• [EXERCISE DIRECTIONS] Lines with the word "model" in them must be copied from the records below.

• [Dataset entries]
"""
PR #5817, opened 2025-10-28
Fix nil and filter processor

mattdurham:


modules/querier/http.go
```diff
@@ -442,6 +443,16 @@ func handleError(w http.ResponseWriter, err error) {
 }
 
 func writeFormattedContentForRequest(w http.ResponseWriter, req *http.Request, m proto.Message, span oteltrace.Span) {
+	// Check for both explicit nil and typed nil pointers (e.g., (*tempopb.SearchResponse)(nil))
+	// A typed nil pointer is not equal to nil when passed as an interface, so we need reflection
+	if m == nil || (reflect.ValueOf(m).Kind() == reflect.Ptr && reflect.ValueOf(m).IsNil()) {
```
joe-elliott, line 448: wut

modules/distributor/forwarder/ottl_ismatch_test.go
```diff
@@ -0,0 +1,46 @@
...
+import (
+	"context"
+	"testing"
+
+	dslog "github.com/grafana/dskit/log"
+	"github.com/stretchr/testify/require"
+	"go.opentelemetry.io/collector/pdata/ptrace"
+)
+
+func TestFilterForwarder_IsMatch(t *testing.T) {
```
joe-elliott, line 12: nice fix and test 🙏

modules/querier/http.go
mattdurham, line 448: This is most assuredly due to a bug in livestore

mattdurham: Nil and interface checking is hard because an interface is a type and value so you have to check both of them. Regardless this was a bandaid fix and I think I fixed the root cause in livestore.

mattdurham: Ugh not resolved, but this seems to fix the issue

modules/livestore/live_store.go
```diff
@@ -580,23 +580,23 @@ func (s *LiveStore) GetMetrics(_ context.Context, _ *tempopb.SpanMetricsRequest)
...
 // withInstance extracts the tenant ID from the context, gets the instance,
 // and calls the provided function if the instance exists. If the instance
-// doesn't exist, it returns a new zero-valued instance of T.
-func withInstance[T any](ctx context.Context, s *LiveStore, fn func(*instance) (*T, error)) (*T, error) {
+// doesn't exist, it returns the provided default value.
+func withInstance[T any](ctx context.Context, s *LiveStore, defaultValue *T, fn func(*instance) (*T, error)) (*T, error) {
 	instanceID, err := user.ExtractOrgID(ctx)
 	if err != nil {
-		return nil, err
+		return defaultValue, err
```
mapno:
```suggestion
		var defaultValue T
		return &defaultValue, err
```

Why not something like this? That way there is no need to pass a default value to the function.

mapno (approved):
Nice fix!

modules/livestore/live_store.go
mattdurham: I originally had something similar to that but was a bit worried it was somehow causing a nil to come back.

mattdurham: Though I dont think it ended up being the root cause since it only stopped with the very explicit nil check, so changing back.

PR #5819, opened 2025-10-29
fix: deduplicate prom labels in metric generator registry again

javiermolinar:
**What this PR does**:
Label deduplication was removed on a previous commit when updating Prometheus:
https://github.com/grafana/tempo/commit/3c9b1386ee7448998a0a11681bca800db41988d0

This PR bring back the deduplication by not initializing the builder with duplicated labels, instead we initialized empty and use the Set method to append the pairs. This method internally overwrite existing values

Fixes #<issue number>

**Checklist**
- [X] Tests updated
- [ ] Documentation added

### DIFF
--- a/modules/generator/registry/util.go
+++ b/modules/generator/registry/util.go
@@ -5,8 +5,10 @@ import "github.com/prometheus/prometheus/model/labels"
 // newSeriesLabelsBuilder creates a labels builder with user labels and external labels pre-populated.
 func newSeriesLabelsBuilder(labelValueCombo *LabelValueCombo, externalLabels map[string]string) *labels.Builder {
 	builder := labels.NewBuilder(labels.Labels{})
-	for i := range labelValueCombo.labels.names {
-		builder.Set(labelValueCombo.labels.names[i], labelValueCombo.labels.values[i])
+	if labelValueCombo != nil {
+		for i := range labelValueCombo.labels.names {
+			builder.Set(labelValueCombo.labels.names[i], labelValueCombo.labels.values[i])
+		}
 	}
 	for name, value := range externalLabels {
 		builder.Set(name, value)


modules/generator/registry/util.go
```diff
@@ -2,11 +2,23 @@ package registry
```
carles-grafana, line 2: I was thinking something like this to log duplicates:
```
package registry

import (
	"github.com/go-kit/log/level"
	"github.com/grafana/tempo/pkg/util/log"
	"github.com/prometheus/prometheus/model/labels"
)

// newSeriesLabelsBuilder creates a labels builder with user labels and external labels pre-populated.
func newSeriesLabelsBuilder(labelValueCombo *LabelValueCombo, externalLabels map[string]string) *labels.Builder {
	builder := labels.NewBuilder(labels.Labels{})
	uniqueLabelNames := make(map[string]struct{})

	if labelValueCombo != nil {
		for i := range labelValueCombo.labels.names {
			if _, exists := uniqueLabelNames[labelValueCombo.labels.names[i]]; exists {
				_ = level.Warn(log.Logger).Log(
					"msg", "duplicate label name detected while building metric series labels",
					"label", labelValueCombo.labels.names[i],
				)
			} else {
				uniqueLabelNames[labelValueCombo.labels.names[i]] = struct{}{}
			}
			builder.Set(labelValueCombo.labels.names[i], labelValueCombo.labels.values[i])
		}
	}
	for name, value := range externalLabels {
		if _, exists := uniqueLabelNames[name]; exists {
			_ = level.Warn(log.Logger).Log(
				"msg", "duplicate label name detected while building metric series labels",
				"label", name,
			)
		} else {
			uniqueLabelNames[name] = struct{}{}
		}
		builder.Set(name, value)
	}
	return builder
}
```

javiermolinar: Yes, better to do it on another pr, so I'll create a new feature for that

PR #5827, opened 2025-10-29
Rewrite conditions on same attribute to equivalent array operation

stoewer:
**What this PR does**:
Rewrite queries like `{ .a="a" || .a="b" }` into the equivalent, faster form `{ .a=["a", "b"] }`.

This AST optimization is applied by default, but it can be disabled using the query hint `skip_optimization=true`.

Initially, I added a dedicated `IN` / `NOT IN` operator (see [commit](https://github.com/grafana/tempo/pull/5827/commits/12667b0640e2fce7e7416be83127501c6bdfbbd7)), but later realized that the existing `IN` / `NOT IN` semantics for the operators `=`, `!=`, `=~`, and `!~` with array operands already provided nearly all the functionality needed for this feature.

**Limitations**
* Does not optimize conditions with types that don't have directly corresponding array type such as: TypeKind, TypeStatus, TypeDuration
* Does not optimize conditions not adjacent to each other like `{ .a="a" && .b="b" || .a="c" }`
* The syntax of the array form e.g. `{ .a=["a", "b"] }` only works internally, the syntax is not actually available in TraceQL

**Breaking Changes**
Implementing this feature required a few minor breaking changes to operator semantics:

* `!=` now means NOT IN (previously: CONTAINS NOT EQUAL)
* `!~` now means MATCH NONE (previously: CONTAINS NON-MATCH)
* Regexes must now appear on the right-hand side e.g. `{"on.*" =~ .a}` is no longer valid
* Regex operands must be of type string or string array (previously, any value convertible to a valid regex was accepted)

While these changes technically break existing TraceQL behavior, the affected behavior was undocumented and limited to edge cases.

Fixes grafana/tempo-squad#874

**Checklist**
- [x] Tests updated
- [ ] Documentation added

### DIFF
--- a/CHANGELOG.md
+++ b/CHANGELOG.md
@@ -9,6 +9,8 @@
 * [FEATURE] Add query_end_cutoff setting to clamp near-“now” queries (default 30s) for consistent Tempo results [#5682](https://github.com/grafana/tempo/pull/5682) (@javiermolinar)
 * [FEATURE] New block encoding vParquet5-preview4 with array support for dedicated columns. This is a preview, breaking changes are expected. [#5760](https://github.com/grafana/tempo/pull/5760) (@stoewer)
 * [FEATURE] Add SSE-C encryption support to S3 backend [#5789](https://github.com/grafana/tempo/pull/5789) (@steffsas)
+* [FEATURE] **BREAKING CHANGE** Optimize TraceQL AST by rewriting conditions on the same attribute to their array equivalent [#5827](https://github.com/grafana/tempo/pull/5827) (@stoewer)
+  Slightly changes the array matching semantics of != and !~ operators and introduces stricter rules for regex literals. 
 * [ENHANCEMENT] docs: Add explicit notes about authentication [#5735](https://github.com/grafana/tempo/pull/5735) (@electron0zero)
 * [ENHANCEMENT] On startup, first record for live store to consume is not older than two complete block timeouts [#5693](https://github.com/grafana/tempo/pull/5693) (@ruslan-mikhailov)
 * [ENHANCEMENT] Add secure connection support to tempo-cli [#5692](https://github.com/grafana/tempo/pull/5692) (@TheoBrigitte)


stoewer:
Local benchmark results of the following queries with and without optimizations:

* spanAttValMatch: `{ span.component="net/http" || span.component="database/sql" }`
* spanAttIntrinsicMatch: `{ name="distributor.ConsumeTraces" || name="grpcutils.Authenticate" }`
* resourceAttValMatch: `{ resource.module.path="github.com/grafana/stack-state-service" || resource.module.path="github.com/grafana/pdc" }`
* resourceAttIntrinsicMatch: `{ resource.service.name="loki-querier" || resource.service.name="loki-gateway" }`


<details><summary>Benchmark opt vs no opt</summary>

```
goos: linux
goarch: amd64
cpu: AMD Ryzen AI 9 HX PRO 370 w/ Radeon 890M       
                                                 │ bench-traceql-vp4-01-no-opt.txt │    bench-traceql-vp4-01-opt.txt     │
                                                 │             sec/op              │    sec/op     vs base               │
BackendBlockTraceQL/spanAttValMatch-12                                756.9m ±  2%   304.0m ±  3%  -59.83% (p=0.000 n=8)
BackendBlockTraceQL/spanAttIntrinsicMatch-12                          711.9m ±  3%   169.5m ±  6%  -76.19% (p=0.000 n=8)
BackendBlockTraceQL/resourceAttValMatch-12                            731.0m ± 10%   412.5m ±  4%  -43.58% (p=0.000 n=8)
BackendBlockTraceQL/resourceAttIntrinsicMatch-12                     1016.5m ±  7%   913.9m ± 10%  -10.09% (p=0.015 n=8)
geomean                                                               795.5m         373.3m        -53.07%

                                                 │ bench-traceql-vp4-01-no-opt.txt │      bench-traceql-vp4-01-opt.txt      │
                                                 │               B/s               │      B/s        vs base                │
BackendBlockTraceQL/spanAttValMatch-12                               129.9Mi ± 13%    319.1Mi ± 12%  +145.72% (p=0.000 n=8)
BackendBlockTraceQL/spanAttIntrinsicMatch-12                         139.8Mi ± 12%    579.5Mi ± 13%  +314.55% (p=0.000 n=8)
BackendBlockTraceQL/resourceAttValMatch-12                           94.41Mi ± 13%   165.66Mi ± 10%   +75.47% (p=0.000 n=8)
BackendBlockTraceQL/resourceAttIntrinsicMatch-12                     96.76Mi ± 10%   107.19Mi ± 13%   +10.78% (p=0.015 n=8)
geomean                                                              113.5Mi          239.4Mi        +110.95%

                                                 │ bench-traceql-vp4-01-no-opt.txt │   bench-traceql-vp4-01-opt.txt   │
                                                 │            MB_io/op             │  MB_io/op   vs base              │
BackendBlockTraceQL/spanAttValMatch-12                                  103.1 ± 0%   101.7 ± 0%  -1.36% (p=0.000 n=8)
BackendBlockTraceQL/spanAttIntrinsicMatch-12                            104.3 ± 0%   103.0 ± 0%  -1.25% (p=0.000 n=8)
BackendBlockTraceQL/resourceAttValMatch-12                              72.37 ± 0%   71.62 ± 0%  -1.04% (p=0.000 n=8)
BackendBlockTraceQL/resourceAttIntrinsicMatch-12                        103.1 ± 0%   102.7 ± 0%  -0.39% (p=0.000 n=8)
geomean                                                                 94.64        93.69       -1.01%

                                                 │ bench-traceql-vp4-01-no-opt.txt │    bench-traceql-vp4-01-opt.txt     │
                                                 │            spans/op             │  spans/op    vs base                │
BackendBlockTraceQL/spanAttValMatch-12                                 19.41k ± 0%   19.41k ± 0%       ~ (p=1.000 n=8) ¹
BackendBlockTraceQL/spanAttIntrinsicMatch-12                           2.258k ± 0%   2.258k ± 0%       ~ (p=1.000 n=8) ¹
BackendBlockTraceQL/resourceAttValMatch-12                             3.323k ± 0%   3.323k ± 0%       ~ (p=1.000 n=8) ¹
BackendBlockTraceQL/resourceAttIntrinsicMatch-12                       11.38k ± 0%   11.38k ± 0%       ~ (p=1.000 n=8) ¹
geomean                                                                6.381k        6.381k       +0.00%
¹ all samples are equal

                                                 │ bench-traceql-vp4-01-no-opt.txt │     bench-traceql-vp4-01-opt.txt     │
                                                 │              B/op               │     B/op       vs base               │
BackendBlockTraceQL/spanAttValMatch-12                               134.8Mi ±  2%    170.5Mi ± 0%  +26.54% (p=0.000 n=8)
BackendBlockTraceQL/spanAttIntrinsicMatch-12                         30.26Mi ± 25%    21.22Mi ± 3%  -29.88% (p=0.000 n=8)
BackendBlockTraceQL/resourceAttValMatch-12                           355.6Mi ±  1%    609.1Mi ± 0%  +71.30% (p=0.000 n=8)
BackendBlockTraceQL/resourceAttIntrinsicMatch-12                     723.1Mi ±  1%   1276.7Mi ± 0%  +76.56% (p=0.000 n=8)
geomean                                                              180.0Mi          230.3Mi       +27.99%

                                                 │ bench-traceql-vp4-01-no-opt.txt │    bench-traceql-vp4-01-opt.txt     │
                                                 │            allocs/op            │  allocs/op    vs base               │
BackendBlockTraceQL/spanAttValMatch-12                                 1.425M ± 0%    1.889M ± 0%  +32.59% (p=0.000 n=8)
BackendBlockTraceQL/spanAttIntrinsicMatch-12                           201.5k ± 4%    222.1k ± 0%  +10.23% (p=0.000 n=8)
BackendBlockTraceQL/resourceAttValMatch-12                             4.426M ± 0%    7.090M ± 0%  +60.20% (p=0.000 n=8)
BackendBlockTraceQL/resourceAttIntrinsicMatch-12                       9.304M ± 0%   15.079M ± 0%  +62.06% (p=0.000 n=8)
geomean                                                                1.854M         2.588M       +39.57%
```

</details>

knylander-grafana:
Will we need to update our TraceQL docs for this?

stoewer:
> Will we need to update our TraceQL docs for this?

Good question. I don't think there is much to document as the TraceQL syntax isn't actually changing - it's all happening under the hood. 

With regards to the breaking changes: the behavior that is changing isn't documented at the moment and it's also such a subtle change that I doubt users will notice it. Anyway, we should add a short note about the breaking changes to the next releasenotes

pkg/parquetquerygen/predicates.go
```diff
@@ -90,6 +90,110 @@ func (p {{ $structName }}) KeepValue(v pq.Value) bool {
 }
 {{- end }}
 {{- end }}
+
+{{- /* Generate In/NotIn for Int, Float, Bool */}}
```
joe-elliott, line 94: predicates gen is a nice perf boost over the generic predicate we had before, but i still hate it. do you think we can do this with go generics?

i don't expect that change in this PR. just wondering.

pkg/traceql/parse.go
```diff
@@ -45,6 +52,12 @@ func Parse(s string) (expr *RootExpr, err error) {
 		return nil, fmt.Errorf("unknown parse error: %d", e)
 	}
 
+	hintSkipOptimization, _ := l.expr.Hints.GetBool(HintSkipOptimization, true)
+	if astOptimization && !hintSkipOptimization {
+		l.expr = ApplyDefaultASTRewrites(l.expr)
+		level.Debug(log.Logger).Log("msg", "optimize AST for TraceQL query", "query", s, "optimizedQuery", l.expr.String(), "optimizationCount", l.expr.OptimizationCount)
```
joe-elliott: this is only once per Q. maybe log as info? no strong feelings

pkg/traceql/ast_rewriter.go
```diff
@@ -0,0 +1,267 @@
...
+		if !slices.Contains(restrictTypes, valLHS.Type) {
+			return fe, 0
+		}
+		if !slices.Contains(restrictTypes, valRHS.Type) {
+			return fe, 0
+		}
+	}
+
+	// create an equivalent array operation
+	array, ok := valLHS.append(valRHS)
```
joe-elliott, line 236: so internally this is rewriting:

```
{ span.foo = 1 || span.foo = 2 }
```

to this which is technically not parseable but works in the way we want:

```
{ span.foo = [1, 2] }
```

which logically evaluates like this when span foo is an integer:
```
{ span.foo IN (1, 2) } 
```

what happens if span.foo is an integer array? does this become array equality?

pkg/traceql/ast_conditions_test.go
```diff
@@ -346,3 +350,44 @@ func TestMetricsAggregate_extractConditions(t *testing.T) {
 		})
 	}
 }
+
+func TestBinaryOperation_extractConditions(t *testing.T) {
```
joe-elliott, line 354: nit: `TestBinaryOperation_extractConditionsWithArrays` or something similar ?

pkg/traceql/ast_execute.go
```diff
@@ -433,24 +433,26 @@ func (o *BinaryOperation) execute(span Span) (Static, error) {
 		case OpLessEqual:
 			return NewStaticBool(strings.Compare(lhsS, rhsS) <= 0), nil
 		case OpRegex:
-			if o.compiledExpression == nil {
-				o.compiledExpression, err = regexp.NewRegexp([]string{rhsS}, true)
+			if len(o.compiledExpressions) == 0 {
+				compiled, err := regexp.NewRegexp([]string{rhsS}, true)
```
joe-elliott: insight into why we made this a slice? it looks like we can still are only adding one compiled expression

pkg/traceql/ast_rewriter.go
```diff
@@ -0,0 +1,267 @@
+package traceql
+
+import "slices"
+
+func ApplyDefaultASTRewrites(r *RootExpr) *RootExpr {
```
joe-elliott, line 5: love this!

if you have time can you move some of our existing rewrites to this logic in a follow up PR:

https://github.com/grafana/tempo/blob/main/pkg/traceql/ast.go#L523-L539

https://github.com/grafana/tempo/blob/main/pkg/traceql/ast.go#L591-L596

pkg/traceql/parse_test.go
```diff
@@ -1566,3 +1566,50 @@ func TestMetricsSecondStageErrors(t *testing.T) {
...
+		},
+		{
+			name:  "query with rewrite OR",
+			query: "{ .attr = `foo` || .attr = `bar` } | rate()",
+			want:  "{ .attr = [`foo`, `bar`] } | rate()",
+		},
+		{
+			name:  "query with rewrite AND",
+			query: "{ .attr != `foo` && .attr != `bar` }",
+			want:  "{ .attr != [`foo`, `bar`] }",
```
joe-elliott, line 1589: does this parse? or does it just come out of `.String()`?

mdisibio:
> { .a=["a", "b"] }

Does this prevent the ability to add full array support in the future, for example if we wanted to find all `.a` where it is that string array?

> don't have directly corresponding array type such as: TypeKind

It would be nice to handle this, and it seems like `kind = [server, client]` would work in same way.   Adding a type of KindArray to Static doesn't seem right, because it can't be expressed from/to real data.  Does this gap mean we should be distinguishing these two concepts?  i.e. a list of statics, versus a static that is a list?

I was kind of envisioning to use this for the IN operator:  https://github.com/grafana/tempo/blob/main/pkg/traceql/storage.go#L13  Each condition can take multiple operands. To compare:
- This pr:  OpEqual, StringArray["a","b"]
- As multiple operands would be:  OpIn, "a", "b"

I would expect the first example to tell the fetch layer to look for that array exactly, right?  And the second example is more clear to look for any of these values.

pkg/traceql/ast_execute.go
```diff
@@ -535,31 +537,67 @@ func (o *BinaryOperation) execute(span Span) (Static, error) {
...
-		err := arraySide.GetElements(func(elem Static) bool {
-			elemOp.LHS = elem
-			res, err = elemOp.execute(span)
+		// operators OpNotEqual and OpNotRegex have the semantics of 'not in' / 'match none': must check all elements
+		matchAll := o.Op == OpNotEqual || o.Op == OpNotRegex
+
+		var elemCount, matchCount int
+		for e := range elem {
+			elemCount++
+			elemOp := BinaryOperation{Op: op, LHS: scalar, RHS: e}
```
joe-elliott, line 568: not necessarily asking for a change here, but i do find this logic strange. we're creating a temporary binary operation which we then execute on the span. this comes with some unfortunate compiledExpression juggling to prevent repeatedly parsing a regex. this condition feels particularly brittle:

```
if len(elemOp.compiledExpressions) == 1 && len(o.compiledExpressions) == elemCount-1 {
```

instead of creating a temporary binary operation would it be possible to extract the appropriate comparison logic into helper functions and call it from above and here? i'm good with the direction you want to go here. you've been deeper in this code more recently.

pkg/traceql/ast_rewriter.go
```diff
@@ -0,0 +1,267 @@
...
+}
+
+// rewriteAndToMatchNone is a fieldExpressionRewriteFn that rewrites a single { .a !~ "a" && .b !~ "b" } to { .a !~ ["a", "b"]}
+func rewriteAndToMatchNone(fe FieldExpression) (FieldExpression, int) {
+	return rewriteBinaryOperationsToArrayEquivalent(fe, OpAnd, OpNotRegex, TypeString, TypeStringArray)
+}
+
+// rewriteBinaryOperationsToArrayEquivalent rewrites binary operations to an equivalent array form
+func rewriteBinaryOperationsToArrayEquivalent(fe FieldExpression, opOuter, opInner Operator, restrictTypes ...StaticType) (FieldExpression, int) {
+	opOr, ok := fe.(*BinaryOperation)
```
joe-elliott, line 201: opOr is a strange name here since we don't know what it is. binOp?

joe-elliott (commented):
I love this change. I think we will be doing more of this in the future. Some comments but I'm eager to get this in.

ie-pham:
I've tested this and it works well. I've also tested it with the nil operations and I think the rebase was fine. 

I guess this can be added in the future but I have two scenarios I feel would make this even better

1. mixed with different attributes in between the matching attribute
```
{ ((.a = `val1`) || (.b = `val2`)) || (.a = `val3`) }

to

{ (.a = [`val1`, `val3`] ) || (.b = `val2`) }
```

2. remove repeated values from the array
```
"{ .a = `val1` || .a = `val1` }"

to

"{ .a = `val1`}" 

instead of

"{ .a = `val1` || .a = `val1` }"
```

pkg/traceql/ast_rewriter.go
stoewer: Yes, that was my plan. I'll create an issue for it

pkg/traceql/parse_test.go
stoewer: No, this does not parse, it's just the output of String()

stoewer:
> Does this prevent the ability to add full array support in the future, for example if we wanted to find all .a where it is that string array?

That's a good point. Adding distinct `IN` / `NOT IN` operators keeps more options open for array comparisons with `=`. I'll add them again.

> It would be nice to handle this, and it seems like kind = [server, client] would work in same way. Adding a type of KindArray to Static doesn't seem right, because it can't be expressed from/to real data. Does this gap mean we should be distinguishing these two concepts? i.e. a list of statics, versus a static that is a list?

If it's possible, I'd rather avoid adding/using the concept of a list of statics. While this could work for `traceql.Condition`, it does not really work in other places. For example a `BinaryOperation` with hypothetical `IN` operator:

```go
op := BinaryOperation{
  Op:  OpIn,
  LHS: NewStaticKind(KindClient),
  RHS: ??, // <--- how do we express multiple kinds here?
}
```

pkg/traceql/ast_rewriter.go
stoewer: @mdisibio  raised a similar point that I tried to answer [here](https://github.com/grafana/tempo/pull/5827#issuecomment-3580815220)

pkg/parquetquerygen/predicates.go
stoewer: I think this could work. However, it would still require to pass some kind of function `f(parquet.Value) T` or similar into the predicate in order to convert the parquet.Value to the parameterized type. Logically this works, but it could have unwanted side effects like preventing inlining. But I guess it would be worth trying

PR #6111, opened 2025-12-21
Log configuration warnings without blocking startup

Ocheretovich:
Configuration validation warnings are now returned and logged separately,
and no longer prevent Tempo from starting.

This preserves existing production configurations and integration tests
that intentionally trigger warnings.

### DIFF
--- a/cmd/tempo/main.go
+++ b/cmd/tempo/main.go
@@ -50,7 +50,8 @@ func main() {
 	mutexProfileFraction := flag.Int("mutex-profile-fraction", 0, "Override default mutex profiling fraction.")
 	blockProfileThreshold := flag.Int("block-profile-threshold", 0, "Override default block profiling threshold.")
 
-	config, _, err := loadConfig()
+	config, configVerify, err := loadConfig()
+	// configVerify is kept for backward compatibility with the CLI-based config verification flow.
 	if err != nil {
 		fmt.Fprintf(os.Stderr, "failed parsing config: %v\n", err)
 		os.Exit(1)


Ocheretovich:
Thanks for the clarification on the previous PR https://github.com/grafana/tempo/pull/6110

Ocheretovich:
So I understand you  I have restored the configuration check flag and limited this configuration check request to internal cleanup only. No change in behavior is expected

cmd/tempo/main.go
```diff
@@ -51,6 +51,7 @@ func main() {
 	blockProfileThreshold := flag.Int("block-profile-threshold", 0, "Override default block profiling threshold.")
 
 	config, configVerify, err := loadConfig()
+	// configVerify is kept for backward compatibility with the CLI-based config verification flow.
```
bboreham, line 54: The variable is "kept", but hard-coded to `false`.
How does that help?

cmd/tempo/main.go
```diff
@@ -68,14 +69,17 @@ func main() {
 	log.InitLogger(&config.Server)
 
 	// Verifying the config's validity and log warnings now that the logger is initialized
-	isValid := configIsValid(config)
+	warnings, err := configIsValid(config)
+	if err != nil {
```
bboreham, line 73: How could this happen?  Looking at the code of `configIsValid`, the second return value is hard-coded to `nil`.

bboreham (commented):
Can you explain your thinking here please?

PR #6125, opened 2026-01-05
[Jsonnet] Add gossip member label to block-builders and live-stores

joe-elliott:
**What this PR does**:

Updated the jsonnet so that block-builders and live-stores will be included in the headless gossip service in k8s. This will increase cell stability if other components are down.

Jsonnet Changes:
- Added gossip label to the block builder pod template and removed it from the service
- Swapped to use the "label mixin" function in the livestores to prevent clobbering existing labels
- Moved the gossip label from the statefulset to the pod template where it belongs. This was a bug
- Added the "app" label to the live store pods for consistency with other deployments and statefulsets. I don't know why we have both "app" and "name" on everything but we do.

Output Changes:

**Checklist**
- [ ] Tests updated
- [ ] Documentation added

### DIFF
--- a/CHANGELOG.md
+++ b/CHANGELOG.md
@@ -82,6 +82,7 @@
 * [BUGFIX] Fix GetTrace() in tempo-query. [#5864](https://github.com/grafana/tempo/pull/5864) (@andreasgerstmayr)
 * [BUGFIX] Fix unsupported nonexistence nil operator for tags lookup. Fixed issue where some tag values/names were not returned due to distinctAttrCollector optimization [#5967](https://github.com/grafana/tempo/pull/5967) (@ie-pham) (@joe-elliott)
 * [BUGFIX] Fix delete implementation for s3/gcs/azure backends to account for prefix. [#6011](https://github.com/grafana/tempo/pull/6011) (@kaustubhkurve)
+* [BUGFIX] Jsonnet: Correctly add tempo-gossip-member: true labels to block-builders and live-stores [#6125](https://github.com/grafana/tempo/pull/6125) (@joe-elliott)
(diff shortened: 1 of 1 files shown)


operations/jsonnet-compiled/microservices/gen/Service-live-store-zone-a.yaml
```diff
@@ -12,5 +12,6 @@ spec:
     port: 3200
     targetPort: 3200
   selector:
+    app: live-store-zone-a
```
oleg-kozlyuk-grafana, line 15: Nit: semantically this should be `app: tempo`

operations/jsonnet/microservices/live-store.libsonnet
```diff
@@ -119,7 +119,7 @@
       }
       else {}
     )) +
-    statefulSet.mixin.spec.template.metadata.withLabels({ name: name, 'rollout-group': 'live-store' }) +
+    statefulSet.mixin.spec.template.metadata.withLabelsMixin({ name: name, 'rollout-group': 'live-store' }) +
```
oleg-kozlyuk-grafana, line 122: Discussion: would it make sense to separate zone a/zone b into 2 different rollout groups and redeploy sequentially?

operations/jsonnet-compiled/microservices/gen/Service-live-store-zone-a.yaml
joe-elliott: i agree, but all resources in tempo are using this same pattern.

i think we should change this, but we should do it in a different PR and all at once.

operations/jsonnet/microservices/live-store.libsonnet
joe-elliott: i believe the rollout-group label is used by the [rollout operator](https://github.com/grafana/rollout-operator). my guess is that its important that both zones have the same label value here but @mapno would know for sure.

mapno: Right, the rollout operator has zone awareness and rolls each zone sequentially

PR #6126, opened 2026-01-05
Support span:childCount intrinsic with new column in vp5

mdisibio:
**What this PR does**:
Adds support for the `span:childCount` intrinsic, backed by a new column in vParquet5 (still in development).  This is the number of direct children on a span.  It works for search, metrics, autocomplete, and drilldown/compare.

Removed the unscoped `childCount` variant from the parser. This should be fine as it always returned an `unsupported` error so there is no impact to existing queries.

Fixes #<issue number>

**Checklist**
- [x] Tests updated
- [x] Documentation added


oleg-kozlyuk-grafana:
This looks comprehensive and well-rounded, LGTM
"""
• [ANSWER TO THIS PROBLEM]
@@ -5,8 +5,10 @@ import "github.com/prometheus/prometheus/model/labels"
	"github.com/prometheus/prometheus/model/labels"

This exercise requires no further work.